(Collected data)
=== Section Start ===
PR #2234, opened 2021-08-17
Create AccumuloDataVersion

milleruntime:
* Move data version from ServerConstants to AccumuloDataVersion and added
javadoc description
* Create AccumuloDataVersion.get() for getting data version
* Move other constants from ServerConstants to Constants
* Rename ServerConstants to ServerDirs

### DIFF
--- a/core/src/main/java/org/apache/accumulo/core/Constants.java
+++ b/core/src/main/java/org/apache/accumulo/core/Constants.java
@@ -21,9 +21,11 @@ package org.apache.accumulo.core;
 import static java.nio.charset.StandardCharsets.UTF_8;
 
 public class Constants {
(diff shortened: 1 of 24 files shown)


core/src/main/java/org/apache/accumulo/core/Constants.java
```diff
@@ -23,6 +23,11 @@
 public class Constants {
```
=== Section End ===
> Required work
Send back the complete set of entries, exactly as shown above.

> Answer to the problem
PR #2234, opened 2021-08-17
Create AccumuloDataVersion

milleruntime:
* Move data version from ServerConstants to AccumuloDataVersion and added
javadoc description
* Create AccumuloDataVersion.get() for getting data version
* Move other constants from ServerConstants to Constants
* Rename ServerConstants to ServerDirs

### DIFF
--- a/core/src/main/java/org/apache/accumulo/core/Constants.java
+++ b/core/src/main/java/org/apache/accumulo/core/Constants.java
@@ -21,9 +21,11 @@ package org.apache.accumulo.core;
 import static java.nio.charset.StandardCharsets.UTF_8;
 
 public class Constants {
(diff shortened: 1 of 24 files shown)


core/src/main/java/org/apache/accumulo/core/Constants.java
```diff
@@ -23,6 +23,11 @@
 public class Constants {
```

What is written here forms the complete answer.